GDPR is here, but a great many businesses are still not entirely sure if they’re ready for the new laws. In reality, the general principles aren’t too complicated, and in the majority of cases, if you understand the spirit of the regulations, then it won’t be overly difficult to stay on the right side of the law. With this in mind, we’re going to go through five questions that you should ask yourself to determine whether or not you’re suitably prepared.
The first step in becoming GDPR compliant is conducting a review of the data that you hold. If this hasn’t been done yet, then it’s a matter of priority. You need to sit down and work out exactly what information you hold about individuals, why you hold this information, and whether it’s all stored together or is disparate. Understanding this will help you decide if you have any major changes to make, or whether you just need to tighten up some processes.
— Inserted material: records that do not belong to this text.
PR #46, opened 2020-01-17
Only try to redirect for whitelisted status codes

### LINKED ISSUE #30: Client should not redirect on a 300 code
https://developer.mozilla.org/en-US/docs/Web/HTTP/Status/300 This multiple choice status code cannot have an automatic follow-up.

### LINKED ISSUE #45: Error returned when parsing 304 Not Modified response
When parsing a 304 Not Modified response, attohttpc returns the error `InvalidResponse(LocationHeader)`.

Version:
```
attohttpc = {"version" = "0.10.1"}
```

Code:
```rust
fn main() -> Result<(), attohttpc::Error> {
    let resp = attohttpc::get("http://httpbin.org/status/304").send()?;
    println!("{}", resp.text()?);
    Ok(())
}
```

Output:
```rust
Error: Error(InvalidResponse(LocationHeader))
```

tdryer:
The current version of attohttpc tries to redirect for any 3xx status code. However, not all such status codes indicate an automatically processable redirect. Instead, only try to redirect for whitelisted status codes.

You’ll find it much easier to deal with the requirements of GDPR, and indeed all data-related legislation, if you have excellent metadata – that is, data about the data that you’ve got. This will be essential in scenarios where an individual exercises their right to request what information you hold.
Most businesses are now fully aware of their obligations when it comes to keeping individuals’ data safe, so this point shouldn’t be of too much difficulty for most businesses. All data needs to be stored securely both physically and digitally, which means everything from using trusted cloud data providers, to ensuring passwords are kept safe, to keeping rooms where data is stored, locked and monitored. While we’re on this point, it’s important to know that GDPR also introduces a strict requirement for organisations to report any data security breaches in a timely fashion. Here in the UK, that means reporting them to the (ICO) Information Commissioner’s Office.
Whatever your role in the organisation, whether you’re an owner, manager, or you work in IT, you musn’t assume that everyone else knows what GDPR is going to bring. Just because it has such wide-reaching implications, it’s important that everyone in the business has an idea of what the regulations mean. There are two points to this. The first is that everyone needs to know of any new policies that you’ve introduced in order to be able to follow them. The second is that there might be things that you, or other people responsible for implementing GDPR changes, have not thought about. Everyone can have an input. If you’re in a position where lots of people need to understand GDPR, or you yourself feel that you need more information, then it may be wise to seek professional help. Courses are available from Virtual College on this subject Click here to see the courses available. click here to be taken to our course page.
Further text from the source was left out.